Dedicating 30-45 minutes of prep time once a week will set you up for veggies all week and in every meal. Don't make the mistake of trying to cut up and prep veggies every time you cook. It will double your meal prep time and squash (pun intended) your veggie enthusiasm.
4. SWAP AND ADD VEGETABLES IN YOUR FAVORITE MEALS
You might have heard of people wrapping their burgers in lettuce and using cauliflower to make everything from pizza crust to oatmeal. This isn’t just a lower-carb way to eat — it’s a great tip to boost your veggie intake throughout the day.
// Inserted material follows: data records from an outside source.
PR #334, opened 2024-06-05
Third person muzzle flashes

AdamTadeusz:
Adds Destroy's third person muzzle flash to all un-suppressed weapons. Also /ZI on Windows for hot-reloading


mp/src/game/shared/neo/weapons/weapon_neobasecombatweapon.h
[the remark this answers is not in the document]
AdamTadeusz: image
Are compile time asserts supposed to stop compilation? Because I'm not having any issues.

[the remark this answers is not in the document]
AdamTadeusz: image
This is the problem probably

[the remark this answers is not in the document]
Rainyan: > Are compile time asserts supposed to stop compilation? Because I'm not having any issues.

Yes, it should trigger a `static_assert` error, but it's behind some evil C macro that might be misbehaving.

mp/src/game/shared/neo/neo_player_shared.h
```diff
@@ -16,13 +16,7 @@
 
 #include "neo_predicted_viewmodel.h"
 
-#ifdef INCLUDE_WEP_PBK
```
Rainyan, line 19: Seems unnecessary to require 64 bits here, since we only use 32 (without the PBK).

AdamTadeusz: so previously were we using 32 with the PBK? Why the long long int in the first place?

Rainyan: Because previously we were using C++11, and so we needed 1 extra bit to avoid the UB of flipping the sign bit.

AdamTadeusz: 0x0 is still invalid yes?

Rainyan: > 0x0 is still invalid yes?

Yes, although we might not need to have it if it's not being referred to anywhere except for that old assertion.

mp/src/game/shared/neo/weapons/weapon_neobasecombatweapon.cpp
```diff
@@ -94,6 +103,7 @@ CNEOBaseCombatWeapon::CNEOBaseCombatWeapon( void )
 
 void CNEOBaseCombatWeapon::Spawn()
 {
+	PrecacheParticleSystem("ntr_muzzle_source");
 	// If this fires, either the enum bit mask has overflowed,
 	// this derived gun has no valid NeoBitFlags set,
 	// or we are spawning an instance of this base class for some reason.
```
Rainyan, line 109: This assertion is also outdated for the same reasons as the previous one, and is triggering incorrectly. Should rewrite as `Assert(GetNeoWepBits() != NEO_WEP_INVALID)`.

mp/src/game/shared/neo/weapons/weapon_neobasecombatweapon.cpp
```diff
@@ -617,6 +630,51 @@ bool CNEOBaseCombatWeapon::CanBePickedUpByClass(int classId)
 	return true;
 }
 
+void CNEOBaseCombatWeapon::DispatchMuzzleParticleEffect() {
+	const char* particleName = "ntr_muzzle_source";
+	const bool reselAllParticlesOnEntity = false;
```
Rainyan, line 635: Nit: typo on var name & this could be made constexpr

mp/src/game/shared/neo/weapons/weapon_neobasecombatweapon.cpp
```diff
@@ -617,6 +630,51 @@ bool CNEOBaseCombatWeapon::CanBePickedUpByClass(int classId)
...
+	const ParticleAttachment_t iAttachType = ParticleAttachment_t::PATTACH_POINT_FOLLOW;
+
+	int iAttachment = -1;
+	if (GetBaseAnimating()) {
+		// Find the attachment point index
+		iAttachment = GetBaseAnimating()->LookupAttachment("muzzle");
+		if (iAttachment <= 0)
+		{
+			Warning("Model '%s' doesn't have attachment '%s' to attach particle system '%s' to.\n", GetPrintName(), "muzzle", particleName);
```
Rainyan, line 644: This warning seems to be triggering for the local player on client.dll. Should this be a `<0` check, instead?

Rainyan (changes requested):

mp/src/game/shared/neo/weapons/weapon_neobasecombatweapon.cpp
AdamTadeusz: This is taken from one of the first DispatchParticleEffect functions in particle_parse.cpp so I think it should be fine
image
It might be trying to attach the flash effect to a weapon that doesn't have a muzzle, should probably add a check that weapon is of type firearm or something

Rainyan: I'm seeing the muzzle correctly if I silence this error with `==-1` check though, so I'm assuming there's some kind of discrepancy between client & server implementation here. Haven't looked at the details though.

AdamTadeusz: the whole reason for this function instead of calling dispatchparticleeffect is that i want to modify the filter thats created at one point so the owner of the gun being fired doesn't see their own 3rd person muzzle flash effect

Rainyan: Ok, this actually only triggers if you switch to `thirdperson`. But even after returning back to `firstperson`, it keeps spamming the warning:

> ] thirdperson 
] firstperson 
Model 'TACHI' doesn't have attachment 'muzzle' to attach particle system 'ntr_muzzle_source' to.
Model 'TACHI' doesn't have attachment 'muzzle' to attach particle system 'ntr_muzzle_source' to.
Model 'TACHI' doesn't have attachment 'muzzle' to attach particle system 'ntr_muzzle_source' to.
Model 'TACHI' doesn't have attachment 'muzzle' to attach particle system 'ntr_muzzle_source' to.
Model 'TACHI' doesn't have attachment 'muzzle' to attach particle system 'ntr_muzzle_source' to.
Model 'TACHI' doesn't have attachment 'muzzle' to attach particle system 'ntr_muzzle_source' to.
Model 'TACHI' doesn't have attachment 'muzzle' to attach particle system 'ntr_muzzle_source' to.

AdamTadeusz: If I remember correctly you can also no longer see any muzzle flashes at all when back in first person?

Rainyan: > If I remember correctly you can also no longer see any muzzle flashes at all when back in first person?

I can still see a bot's muzzle fine after the `thirdperson` swap. I think the error is only happening because the local client is attempting to draw their own muzzle, and failing (even in `firstperson`, after you've entered `thirdperson` previously).

AdamTadeusz: I think I resolved the issue, muzzle flashes in thirdperson are disabled for the owner, need to figure out a way to check if a player is in thirdperson mode or not to re-enable them

mp/src/game/shared/neo/weapons/weapon_neobasecombatweapon.cpp
```diff
@@ -617,6 +632,40 @@ bool CNEOBaseCombatWeapon::CanBePickedUpByClass(int classId)
 	return true;
 }
 
+#ifdef GAME_DLL
```
Rainyan, line 635: Seems like there's no need for the server to calculate the flashes & send them over the wire here - couldn't the clients themselves do this work for the events they are locally aware of?

mp/src/game/shared/neo/weapons/weapon_neobasecombatweapon.h
```diff
@@ -148,6 +148,9 @@ class CNEOBaseCombatWeapon : public CBaseHL2MPCombatWeapon
 	virtual void ItemPostFrame(void);
 
 	virtual void PrimaryAttack(void);
+#ifdef GAME_DLL
+	virtual void DispatchMuzzleParticleEffect(void);
```
Rainyan, line 152: Probably doesn't need to be virtual if we're rolling our own function. Alternatively could explore overriding `C_BaseAnimating::DispatchMuzzleEffect` and/or `C_BaseAnimating::ProcessMuzzleFlashEvent`.

mp/src/game/shared/neo/weapons/weapon_neobasecombatweapon.cpp
AdamTadeusz: I was following this tutorial https://developer.valvesoftware.com/wiki/Particle_Muzzle_Flash which is why its done the way it is, but I can probably see what function is fired on the clientside when the particleeffect is dispatched from the server, and call it in this function itself only on the client side

AdamTadeusz: Figured it out

mp/src/game/shared/neo/weapons/weapon_neobasecombatweapon.h
AdamTadeusz: Ok im overriding processmuzzleflashevent now, this allows us to also hide the ent_light when using suppressed weapons, and also now a muzzle flash is created by the client when the muzzleflashevent is triggered.

Rainyan (changes requested):
Thanks, the client side muzzle flashes seem good! Wrote some notes though.

There's also this strange behaviour where the tachi pistol fires a muzzle in the environment - but this seems unrelated to changes in this PR, as this bug is also present in the current master.

But in case you want to investigate - note the second muzzle flash near the floor:

[tachi.webm](https://github.com/NeotokyoRebuild/neo/assets/6595066/b35d054a-d829-4c41-a9d9-be3ccbef12b2)

I'm guessing this second muzzle might be the original Tachi first person muzzle flash, wherever it's being called from, but I'm not sure.

mp/src/game/shared/neo/weapons/weapon_neobasecombatweapon.cpp
```diff
@@ -617,6 +625,68 @@ bool CNEOBaseCombatWeapon::CanBePickedUpByClass(int classId)
...
+		{
+			Warning("Model '%s' doesn't have attachment '%s'\n", GetPrintName(), "muzzle_flash");
+			return;
+		}
+	}
+
+	// Muzzle flash light
+	Vector vAttachment;
+	QAngle dummyAngles;
+	GetAttachment(iAttachment, vAttachment, dummyAngles);
```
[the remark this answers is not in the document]
AdamTadeusz: image
How about we instead return early if GetBaseAnimating doesn't return anything? Saves us an operation, assuming GetAttachment will always return an attachment given that GetBaseAnimating()->LookupAttachment() found an attachment

mp/src/game/shared/neo/weapons/weapon_neobasecombatweapon.cpp
```diff
@@ -617,6 +625,68 @@ bool CNEOBaseCombatWeapon::CanBePickedUpByClass(int classId)
...
+	el->color.r = 255;
+	el->color.g = 192;
+	el->color.b = 64;
+	el->color.exponent = 5;
+
+	// Muzzle flash particle
+	DispatchMuzzleParticleEffect(iAttachment);
+}
+
+void CNEOBaseCombatWeapon::DispatchMuzzleParticleEffect(int iAttachment) {
```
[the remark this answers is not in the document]
AdamTadeusz: image
Good find, was supposed to pass this to DispatchEffect via data. Since most 3rd person weapon models only have one attachment point (the muzzle_flash), it still worked before

mp/src/game/shared/neo/weapons/weapon_neobasecombatweapon.cpp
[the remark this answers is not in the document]
Rainyan: Sure, if you think it's a safe assertion that `GetAttachment` can never fail in this context. At which point one might also question whether `GetBaseAnimating` can ever fail, although if it does, it'd trigger a null pointer dereference, so I guess the `GetAttachment` failure state of "just" rendering incorrectly positioned muzzle flashes is less bad.

AdamTadeusz:
I have also changed the dlight_t elements to a light that draws both on entities and the world, and changed it's size and lifetime to correspond with the base games flash size and lifetime (https://discord.com/channels/1235346473827434517/1235355938458701874/1248940735911432235)

Rainyan (approved):
Looks good, thanks!

nullsystem (approved):
Tested single-thirdperson and 2-clients viewing muzzle flash from both clients and it does show.

PR #335, opened 2024-06-05
Scoped weapon zoom at parity

AdamTadeusz:
Scoped weapon zoom now decoupled from neo_fov and should always show the same amount of stuff as og tokyo at 4:3.

### DIFF
--- a/mp/src/game/client/neo/c_neo_player.cpp
+++ b/mp/src/game/client/neo/c_neo_player.cpp
@@ -1414,9 +1414,15 @@ void C_NEO_Player::Weapon_SetZoom(const bool bZoomIn)
 	if (bZoomIn)
 	{
 		m_Local.m_iHideHUD &= ~HIDEHUD_CROSSHAIR;
-
-		const int zoomAmount = 30;
-		SetFOV((CBaseEntity*)this, fov - zoomAmount, zoomSpeedSecs);
+		auto neoWep = dynamic_cast<CNEOBaseCombatWeapon*>(GetActiveWeapon());
+		if (neoWep && neoWep->GetNeoWepBits() & NEO_WEP_SCOPEDWEAPON)
+		{
+			SetFOV((CBaseEntity*)this, 16, zoomSpeedSecs);
+		}
+		else {
+			const int zoomAmount = 30;
+			SetFOV((CBaseEntity*)this, fov - zoomAmount, zoomSpeedSecs);
+		}
 	}
 	else
 	{
--- a/mp/src/game/client/neo/c_neo_player.cpp
+++ b/mp/src/game/client/neo/c_neo_player.cpp
@@ -1414,6 +1414,7 @@ void C_NEO_Player::Weapon_SetZoom(const bool bZoomIn)
 	if (bZoomIn)
 	{
 		m_Local.m_iHideHUD &= ~HIDEHUD_CROSSHAIR;
+		const int zoomAmount = 30;
 		auto neoWep = dynamic_cast<CNEOBaseCombatWeapon*>(GetActiveWeapon());
 		if (neoWep)
 		{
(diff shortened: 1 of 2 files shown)


mp/src/game/client/neo/c_neo_player.cpp
```diff
@@ -1414,9 +1414,15 @@ void C_NEO_Player::Weapon_SetZoom(const bool bZoomIn)
 	if (bZoomIn)
 	{
 		m_Local.m_iHideHUD &= ~HIDEHUD_CROSSHAIR;
-
 		const int zoomAmount = 30;
-		SetFOV((CBaseEntity*)this, fov - zoomAmount, zoomSpeedSecs);
+		auto neoWep = dynamic_cast<CNEOBaseCombatWeapon*>(GetActiveWeapon());
```
nullsystem, line 1418: But this affected non-scoped weapons?

nullsystem (changes requested):

mp/src/game/client/neo/c_neo_player.cpp
AdamTadeusz: yes, but now they too are at parity no? Or do we want non scoped weapons fov when aiming to change with neo_fov?

nullsystem: I think non-scoped weapons aiming should keep with being scaled with neo_fov. With this change aiming non-scoped weapons with low or high neo_fov looks odd.

Agiel: I'm going to nip this one in the bud right here. I'm fine with having hip fire fov be adjustable because it was making people queasy, but adjustable aim fov would majorly affect gameplay. If you want it for WCD you take it through the proper channels.

AdamTadeusz: Nip all you want, but this branch currently doesn't change unscoped weapons fov behaviour from master, so unless there are any other issues I think we can merge and close this issue, maybe open another better describing the issue you mentioned

Agiel: It did before the last commit...

AdamTadeusz: And as @nullsystem rightfully pointed out this is a larger issue that probably deserves its own issue and pull request, given the different ways we could go about solving it, and given the gameplay impact that you pointed out

Agiel: I don't see the problem. You had an if-statement that made all guns parity, but then you deliberately changed it to only some guns. We're either working towards parity or we're not. This isn't going to work if people pull in different directions.

AdamTadeusz: I'm using the same argument as you to justify leaving this change that is outside the scope of this pull request outside the scope of this pull request. If you want we can open up another issue and discuss this problem there, I'm not going to force a controversial change to a mechanic in a pr with a name that doesn't address it. And don't worry about the if-statement that once existed, we're squashing changes into a single commit so it shouldn't appear .

AdamTadeusz: What we had before the last commit was plugin parity

mp/src/game/server/neo/neo_player.cpp
```diff
@@ -1251,7 +1251,14 @@ void CNEO_Player::Weapon_SetZoom(const bool bZoomIn)
 	if (bZoomIn)
 	{
 		const int zoomAmount = 30;
-		SetFOV((CBaseEntity*)this, fov - zoomAmount, NEO_ZOOM_SPEED);
+		auto neoWep = dynamic_cast<CNEOBaseCombatWeapon*>(GetActiveWeapon());
+		if (neoWep)
```
nullsystem, line 1255: Think this need to be altered also.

Here are a few others:
Use lettuce cups instead of tortillas.
Add diced bell peppers and onions to your morning scramble.
Neutral-flavored vegetables like cauliflower can bulk up your favorite meals or take the place of high carb foods like rice.
Cauliflower can be used to make pizza crust or bread.
Spiralizing carrots, sweet potatoes or zucchini makes them cook faster and can be substituted for a number of dishes.
Don't limit your imagination. Try different swaps and add veggies to your traditional dishes. Bulking up your regular stir-fry with two new veggies will not only expand your veggie repertoire, it will also give you more food which equals more leftovers for subsequent meals.
5. USE FROZEN VEGETABLES
This is my favorite time saver and can really boost your veggie intake. It’s time to embrace the convenience of frozen vegetables. Frozen vegetables make it easy to have fresh, organic produce on-hand at any time. They’re often picked at their peak and frozen right at the farm, so they’re just as delicious and nutrient-dense as their fresh counterparts — but they last way longer.
Stock up on your favorite frozen vegetables (I like Costco’s options because they are organic too) and use them just like you would any other vegetable.
Steam frozen broccoli until it becomes tender and bright green.
Bake frozen cauliflower florets on a sheet pan until they’re cooked to your liking.
Bake frozen veggies with cut up chicken for baking sheet fajitas.
The best part? You can cook frozen vegetables without having to let them thaw. They are always available and you can season them to whatever your dish calls for. Don’t just heat up a bag of veggies! Season them, flavor them and make them delicious. It's convenient, cost effective, nutritious, and Delicious.
Now get out there and eat your veggies!!!